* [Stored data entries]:
┄┄┄┄┄┄┄┄┄┄

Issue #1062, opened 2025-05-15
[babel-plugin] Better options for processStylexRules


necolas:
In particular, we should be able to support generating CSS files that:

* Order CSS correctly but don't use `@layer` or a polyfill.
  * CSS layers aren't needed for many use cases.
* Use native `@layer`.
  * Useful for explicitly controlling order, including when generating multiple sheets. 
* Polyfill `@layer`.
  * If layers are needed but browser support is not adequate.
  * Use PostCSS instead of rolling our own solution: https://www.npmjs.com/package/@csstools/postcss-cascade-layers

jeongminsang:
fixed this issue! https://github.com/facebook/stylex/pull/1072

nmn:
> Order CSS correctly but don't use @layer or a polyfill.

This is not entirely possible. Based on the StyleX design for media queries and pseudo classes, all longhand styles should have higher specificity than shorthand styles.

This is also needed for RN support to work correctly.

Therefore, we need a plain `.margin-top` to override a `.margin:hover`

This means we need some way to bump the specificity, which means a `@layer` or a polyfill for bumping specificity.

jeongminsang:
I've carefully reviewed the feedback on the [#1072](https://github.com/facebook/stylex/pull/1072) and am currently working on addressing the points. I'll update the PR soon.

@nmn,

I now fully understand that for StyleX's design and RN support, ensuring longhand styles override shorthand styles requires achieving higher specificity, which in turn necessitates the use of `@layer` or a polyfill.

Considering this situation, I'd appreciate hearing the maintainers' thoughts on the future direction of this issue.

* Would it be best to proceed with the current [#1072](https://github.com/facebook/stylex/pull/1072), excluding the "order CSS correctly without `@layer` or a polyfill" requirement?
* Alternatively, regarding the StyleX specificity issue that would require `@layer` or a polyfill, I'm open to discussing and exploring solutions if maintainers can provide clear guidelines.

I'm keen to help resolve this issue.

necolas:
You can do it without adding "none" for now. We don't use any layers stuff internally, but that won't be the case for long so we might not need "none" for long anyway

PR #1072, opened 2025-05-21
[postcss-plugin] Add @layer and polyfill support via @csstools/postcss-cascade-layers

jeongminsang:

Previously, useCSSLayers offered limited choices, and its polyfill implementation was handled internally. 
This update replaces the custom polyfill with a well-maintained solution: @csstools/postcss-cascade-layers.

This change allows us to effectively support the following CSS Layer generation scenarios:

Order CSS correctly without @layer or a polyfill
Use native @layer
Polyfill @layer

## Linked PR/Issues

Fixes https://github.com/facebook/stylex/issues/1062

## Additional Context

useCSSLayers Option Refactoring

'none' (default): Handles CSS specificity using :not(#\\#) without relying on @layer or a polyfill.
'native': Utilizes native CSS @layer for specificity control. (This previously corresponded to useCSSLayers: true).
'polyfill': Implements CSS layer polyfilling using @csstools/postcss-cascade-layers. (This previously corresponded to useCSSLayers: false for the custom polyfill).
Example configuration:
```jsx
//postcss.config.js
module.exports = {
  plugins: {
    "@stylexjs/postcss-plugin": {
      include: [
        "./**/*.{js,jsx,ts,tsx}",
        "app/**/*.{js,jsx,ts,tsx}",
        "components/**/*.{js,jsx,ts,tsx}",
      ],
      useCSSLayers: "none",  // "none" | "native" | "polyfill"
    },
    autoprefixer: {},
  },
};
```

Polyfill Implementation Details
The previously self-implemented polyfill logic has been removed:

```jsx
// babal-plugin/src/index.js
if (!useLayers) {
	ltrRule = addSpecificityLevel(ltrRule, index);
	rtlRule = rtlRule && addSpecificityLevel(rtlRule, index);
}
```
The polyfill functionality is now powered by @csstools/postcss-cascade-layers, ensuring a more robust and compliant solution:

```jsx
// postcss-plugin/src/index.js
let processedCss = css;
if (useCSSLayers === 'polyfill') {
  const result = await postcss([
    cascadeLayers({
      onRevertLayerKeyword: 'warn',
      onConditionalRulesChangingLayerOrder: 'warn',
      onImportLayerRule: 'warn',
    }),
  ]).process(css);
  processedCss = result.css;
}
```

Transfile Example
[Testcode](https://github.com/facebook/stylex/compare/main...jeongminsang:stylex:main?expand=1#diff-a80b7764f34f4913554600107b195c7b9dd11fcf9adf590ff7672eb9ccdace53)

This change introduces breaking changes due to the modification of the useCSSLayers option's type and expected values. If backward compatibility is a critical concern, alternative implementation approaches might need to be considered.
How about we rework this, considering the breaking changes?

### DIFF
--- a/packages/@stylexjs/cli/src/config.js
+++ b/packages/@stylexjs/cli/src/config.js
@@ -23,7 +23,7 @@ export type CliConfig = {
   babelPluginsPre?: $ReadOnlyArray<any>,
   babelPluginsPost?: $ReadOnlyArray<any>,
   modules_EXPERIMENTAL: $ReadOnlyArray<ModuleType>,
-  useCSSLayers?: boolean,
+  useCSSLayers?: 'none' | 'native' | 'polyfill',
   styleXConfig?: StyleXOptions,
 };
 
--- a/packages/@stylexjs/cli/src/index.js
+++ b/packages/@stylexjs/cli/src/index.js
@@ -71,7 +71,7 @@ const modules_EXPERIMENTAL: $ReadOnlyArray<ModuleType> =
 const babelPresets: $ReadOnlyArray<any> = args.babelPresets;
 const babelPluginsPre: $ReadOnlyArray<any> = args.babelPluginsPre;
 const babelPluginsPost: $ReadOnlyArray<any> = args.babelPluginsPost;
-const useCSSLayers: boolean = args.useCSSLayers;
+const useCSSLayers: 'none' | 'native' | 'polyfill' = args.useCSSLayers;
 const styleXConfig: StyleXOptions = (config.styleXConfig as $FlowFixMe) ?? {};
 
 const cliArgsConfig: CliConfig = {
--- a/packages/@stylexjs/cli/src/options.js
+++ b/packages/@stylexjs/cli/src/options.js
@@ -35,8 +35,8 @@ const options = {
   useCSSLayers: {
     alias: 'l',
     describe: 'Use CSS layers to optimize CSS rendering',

┄┄┄┄┄┄┄┄┄┄

Your task is to gather all lines from the entries above that hold the word "index".

// babal-plugin/src/index.js
	ltrRule = addSpecificityLevel(ltrRule, index);
	rtlRule = rtlRule && addSpecificityLevel(rtlRule, index);
// postcss-plugin/src/index.js
--- a/packages/@stylexjs/cli/src/index.js
+++ b/packages/@stylexjs/cli/src/index.js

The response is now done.